Выбрать главу

— Оголодал немчура. Пуговицу на жакетке оторвал, урод. Хорошо хоть молодой, скорый. А полицаи наши субординацию знают, не полезли, начальства застеснялись.

— Раиса, вот человек ты нормальный, но уж бесстыжая, спасу нет, — сердито сказал Михась.

— Да чего там, ты, Мишка, уж взрослый почти, — безразлично сказала Райка. — А мне ведь уходить теперь придется. Не в хату же к бабке мелкую жидовку тащить. Наши ордатьские мигом пронюхают, настучат.

— Да куда ж ты? — с ужасом спросил Михась.

— В Горецкий лес пойду, там вроде партизаны завелись, — Райка усмехнулась. — Вот они нам с Цыпкой обрадуются. А чего: нас только отмыть — барышни гарные.

Отмывали Цыпу у реки. Уже темнело, накрапывал дождик. Потом закутанная в жакетку девчонка сидела на мешке, грызла краюху и уже не плакала.

— Ну и ладно, — сказала Райка, — пойдем мы. В копнах за Овсяным лугом передохнем, а то вовсе замерзнет мой жиденок. Ты, Миш, мамку попроси — пусть к моей старухе зайдет, скажет, что я сразу до Минска подалась.

— Сделаем, — заверил Михась.

Пиджак и кепку он отдал девкам — старшая немедля нацепила кепку на голову Цыпке, подхватила «гриб иудейский» на руки. И ушли девицы.

Михась спрятал тележку и мешки в камышах и побежал домой. Мать поохала, наказала никому не говорить. Наутро с Володькой забрали тележку. Крахмал поделили по-честному: половину мама частями перенесла Райкиной бабке.

А саму Райку потом довелось встретить в Горецком отряде «Мститель», куда Михась ходил связным. Цыпка тоже там прижилась: говорить так и не начала, но шустрила при кухне, бегала с ложками и котелками. В начале 43-го Цыпку с другими детьми переправили самолетом на Большую землю.

Райка сгинула весной 43-го. «Мститель» выходил из блокады, раненых спрятали в землянке, завалив ветками. И Райка там осталась — голень у нее была осколком разворочена. Что с ранеными стало, никто не знал. Может, и чудо какое случилось. Взводный, с кем Райка жила, видно, сердцем к ней накрепко прикипел. Говорили, летом сам под пулемет поднялся. Может, и врут. Михась в те времена в Березенской бригаде застрял, сам не видел.

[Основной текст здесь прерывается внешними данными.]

PR #55, opened 2016-11-29
Remove context

dinooliva:
Removes CensusGrpcContext, which is not used and will be replaced by a more generic mechanism.


adriancole:
cool, but favor to ask :) please raise or describe the replacement by tomorrow if possible? I've a long flight (Yow! melbourne) and it would be cool to toy with whatever that is.

dinooliva:
Unfortunately, it is still a work in progress but I figured it was worth removing this code before anyone depended upon it.

adriancole:
fair enough

PR #67, opened 2016-12-07
Adds factory methods to TagKey and TagValue

dinooliva:


core/java/com/google/instrumentation/stats/RpcConstants.java
```diff
@@ -58,8 +60,13 @@
   public static final MeasurementDescriptor RPC_CLIENT_ROUNDTRIP_LATENCY =
       MeasurementDescriptor.create(
           "/rpc/client/roundtrip_latency",
-          "RPC roundtrip latency us",
-          MeasurementUnit.create(-6, scalar));
+          "RPC roundtrip latency msecs",
+          MeasurementUnit.create(-3, scalar));
```
sebright: Why is this in milliseconds?

dinooliva: That shouldn't be part of this change - I've reverted it for now.

PR #69, opened 2016-12-07
Changes serialize() to take an OutputStream as a parameter.

dinooliva:
If we decide to go with this change, there will be a dual change to deserialize to take an InputStream rather than a ByteBuffer.

### DIFF
--- a/core/java/com/google/instrumentation/stats/StatsContext.java
+++ b/core/java/com/google/instrumentation/stats/StatsContext.java
@@ -13,6 +13,7 @@
 
 package com.google.instrumentation.stats;
 
+import java.io.IOException;
 import java.io.OutputStream;
 
 /**
@@ -55,9 +56,8 @@ public abstract class StatsContext {
    * the {@link StatsContext} protobuf representation.
    *
    * @param output the {@link OutputStream} to add the serialized form of this {@link StatsContext}.
-   * @return the given {@link OutputStream}
    */
-  public abstract OutputStream serialize(OutputStream output);
+  public abstract void serialize(OutputStream output) throws IOException;
 
   /**
    * Builder for {@link StatsContext}.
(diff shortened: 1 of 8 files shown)


core/java/com/google/instrumentation/stats/StatsContext.java
```diff
@@ -51,12 +51,13 @@ public final StatsContext with(
...
-   * <p>The inverse of {@link StatsContextFactory#deserialize(ByteBuffer)} and should be based on
+   * <p>The inverse of {@link StatsContextFactory#deserialize(OutputStream)} and should be based on
    * the {@link StatsContext} protobuf representation.
    *
-   * @return serialized bytes.
+   * @param output the {@link OutputStream} to add the serialized form of this {@link StatsContext}.
+   * @return the given {@link OutputStream}
    */
-  public abstract ByteBuffer serialize();
+  public abstract OutputStream serialize(OutputStream output);
```
sebright: Shouldn't this be void?

core_impl/java/com/google/instrumentation/stats/StatsSerializer.java
```diff
@@ -40,17 +42,22 @@ static ByteBuffer serialize(StatsContextImpl context) {
           .append(TAG_DELIM)
           .append(tag.getValue());
     }
-    return ByteBuffer.wrap(StatsContextProto.StatsContext
-        .newBuilder().setTags(builder.toString()).build().toByteArray());
+    try {
+      output.write(StatsContextProto.StatsContext
+          .newBuilder().setTags(builder.toString()).build().toByteArray());
```
sebright: This can call `StatsContextProto.StatsContext.writeTo(OutputStream)` now.

core/java/com/google/instrumentation/stats/StatsContext.java
dinooliva: I have it return the output stream in case someone wants to chain calls together.

I am thinking of adding a 'throws IOException' in case writing to the stream has a problem.

core_impl/java/com/google/instrumentation/stats/StatsSerializer.java
dinooliva: Nice.

dinooliva:
I don't think there's any point to - we don't need them for backward compatibility so we're probably better off getting rid of them entirely.

PR #71, opened 2016-12-07
Checks for unused imports with Checkstyle.

sebright:
This commit runs Checkstyle with two separate configurations, Google's Java style guide and a configuration file within the repository.


sebright:
Thanks!

PR #238, opened 2022-11-20
Use executor when deploying against local networks

RPate97:
## Purpose
- Refactors compilation, execution, and verification logic to fully remove dependency on the Hardhat Runtime Environment
- Moves execution logic to the core package
- Updates the executor so that options can be passed in when running it programmatically
- Updates the executor so that the CanonicalChugSplashConfig can be passed in programmatically to avoid needing to upload the config to IPFS during local deployments. 
- Updates the executor so that it can be compiled and run without `ts-node`
- Updates the ChugSplash plugin to use the executor when deploying against local networks

## Notes
- Deploying against remote networks still requires that the executor be run as a standalone process
- This PR introduces some new environment variable requirements for the executor. See `.env.example` in the executor package to ensure you have the correct variables set. 
- You can now define the log level you want for the executor using the `CHUGSPLASH_EXECUTOR__LOG_LEVEL` when running as a standalone process. When the executor is used for local deployments, the log level is set based on the `--silent` flag

## Testing & Review
Unfortunately, this end up being a pretty chunky PR. I recommend focusing mostly on testing various deployment configurations to ensure that it's working properly. 

I had to deal with quite a few merge conflicts while working on this PR. So I also recommend checking parts of this PR that effect things you've worked on recently to ensure your most recent changes were incorporated properly.


packages/executor/src/utils/etherscan.ts
```diff
@@ -48,24 +51,24 @@ export interface EtherscanResponseBody {
...
 export const verifyChugSplashConfig = async (
-  hre: HardhatRuntimeEnvironment,
-  configUri: string
+  configUri: string,
+  provider: ethers.providers.Provider,
+  networkName: string
 ) => {
-  const { etherscanApiKey, etherscanApiEndpoints } = await getEtherscanInfo(hre)
+  const { etherscanApiKey, etherscanApiEndpoints } = await getEtherscanInfo(
+    provider as any, // TODO - figure out how to get the types for this to work correctly
```
sam-goldman, line 59: You should be able to do ethers.providers.JsonRpcProvider here

packages/executor/src/utils/etherscan.ts
```diff
@@ -1,20 +1,16 @@
 import assert from 'assert'
 
-import { Contract } from 'ethers'
+import { Contract, ethers } from 'ethers'
```
sam-goldman, line 3: It's redundant to import `Contract` and `ethers` here, since `Contract` exists as a member on the `ethers` object. (The same applies for basically everything else in the `ethers` package)

packages/executor/src/utils/etherscan.ts
```diff
@@ -48,24 +51,24 @@ export interface EtherscanResponseBody {
...
-  const { etherscanApiKey, etherscanApiEndpoints } = await getEtherscanInfo(hre)
+  const { etherscanApiKey, etherscanApiEndpoints } = await getEtherscanInfo(
+    provider as any, // TODO - figure out how to get the types for this to work correctly
+    networkName
+  )
 
-  const canonicalConfig = await hre.run(TASK_CHUGSPLASH_FETCH, {
-    configUri,
-  })
+  const canonicalConfig = await await chugsplashFetchSubtask({ configUri })
```
sam-goldman, line 63: Looks like there's a redundant `await` here

packages/executor/src/utils/etherscan.ts
```diff
@@ -116,8 +118,8 @@ export const verifyChugSplashConfig = async (
     // Verify the implementation
     try {
       await attemptVerification(
-        hre.network.provider,
-        hre.network.name,
+        provider as any, // TODO - figure out how to get the types for this to work correctly
```
sam-goldman, line 121: > You should be able to do ethers.providers.JsonRpcProvider here

Same here

packages/executor/src/utils/etherscan.ts
RPate97: So that works for the functions we define. However, when we eventually pass the provider into `retrieveContractBytecode` and `getEtherscanEndpoints`, there's a type error because the required provider type is `EthereumProvider`. I'm unsure how to resolve that without casting to any since we don't control the typing of those functions.

packages/plugins/src/hardhat/deployments.ts
```diff
@@ -200,30 +201,41 @@ export const deployChugSplashConfig = async (
...
+
+  // If executing locally, complete post execution actions
+  if (!remoteExecution) {
+    const finalTxnHash = await getFinalDeploymentTxnHash(
+      ChugSplashManager,
+      bundleId
     )
-    await claimExecutorPayment(signer, ChugSplashManager)
+    await postExecutionActions(provider, parsedConfig)
+    await createDeploymentArtifacts(hre, parsedConfig, finalTxnHash)
```
sam-goldman, line 235: We already call `postExecutionActions` and `createDeploymentArtifacts` inside `monitorTask` above (on [these lines](https://github.com/chugsplash/chugsplash/blob/baa98515862f072791e7ee8e688697f96822cadc/packages/plugins/src/hardhat/tasks.ts#L869-L875)

packages/core/src/actions/execute.ts
```diff
@@ -0,0 +1,115 @@
+import { EXECUTOR_BOND_AMOUNT } from '@chugsplash/contracts'
+import { Contract, ethers } from 'ethers'
```
sam-goldman, line 2: Same redundancy here

packages/executor/src/utils/etherscan.ts
sam-goldman: Ah I see. Does it break anything if we set the type to be `EthereumProvider` instead?

RPate97: Yeah we make the type `EthereumProvider` everywhere and that works for running the executor from within the CLI (because the provider that's passed in is of type `EthereumProvider`). However, we run into a problem when running the executor as a standalone process because we need to be able to create the provider from a URL. It seems like hardhat only exports an interface for the `EthereumProvider` which is not sufficient for constructing one from scratch.

packages/plugins/src/hardhat/deployments.ts
```diff
@@ -200,30 +201,41 @@ export const deployChugSplashConfig = async (
...
+  // If executing locally, then startup executor with HRE provider and pass in canonical config
+  if (!remoteExecution) {
+    const executor = new ChugSplashExecutor()
+    executor.init()
+    executor.main(
       {
-        configPath,
-        silent: true,
+        privateKey:
+          '0xac0974bec39a17e36ba4a6b4d238ff944bacb478cbed5efcae784d7bf4f2ff80',
```
sam-goldman, line 210: I think we should send ETH from the current signer to the account that corresponds to the `0xac...` private key before calling `executor.main`. This is because users can define their own set of accounts on the Hardhat network, in which case the `0xac` account will hold 0 ETH and won't be able to execute the deployment. I think 1 ETH should be sufficient

packages/executor/src/utils/etherscan.ts
sam-goldman: It looks like the EIP1193Bridge does the trick: https://docs.ethers.io/v5/api/experimental/#experimental-eip1193bridge

(The EthereumProvider inherits from the EIP1193Provider)

packages/executor/.env.example
```diff
@@ -1,6 +1,8 @@
 CHUGSPLASH_EXECUTOR__PRIVATE_KEY=<private key to deploy with>
-CHUGSPLASH_EXECUTOR__NETWORK=<network to monitor, http://host.docker.internal:8545 for local node>
+CHUGSPLASH_EXECUTOR__URL=<url of the network to monitor, http://host.docker.internal:8545 for local node>
+CHUGSPLASH_EXECUTOR__NETWORK=<name of the network to monitor, i.e 'hardhat' or 'optimism-goerli'>
```
sam-goldman, line 3: What's the difference between this and `HARDHAT_NETWORK`?

RPate97: `CHUGSPLASH_EXECUTOR__NETWORK` sets the `network` option in the executor. The network option is used to fetch the etherscan verification endpoint.

sam-goldman (approved):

К западу идут, партизанские роты. Переправу взять, Красную Армию дождаться. Секрета нет — приказ перед строем огласили. Взять мост, и конец партизанской войне. Или нет у войны конца? Людей еще много, всех не добили.

Шагал Михась, а мысли чаще не вперед, а назад убегали. Отставали мысли, видать, ноги у них заплетались…

Ноябрь первого года

Как в тот вечер осенний все вышло, Михась вспомнить не мог. А может, не хотел. Память у человека — чувство не самое железно-стойкое. Чуть что, сразу гнуться и ржавчиной осыпаться начинает. Но шепот мамин помнился:

— Беги, Михась…

В дверь колотили, во дворе кто-то матерился. Михась, не думая — страх в мамкином шепоте все мысли мигом отшиб, — шмыгнул на цыпочках к лестнице в сенях. Хорошо, разуться не успел, вот пиджак и кепка так и остались висеть. На чердаке Михась ощупью обогнул стопу досок, сдирая ногти, повернул гвозди, удерживающие раму оконца. Внизу мама дверь отомкнула: гавкали на три голоса: хрипатый голос старосты Башенкова, его свояка, еще кого-то…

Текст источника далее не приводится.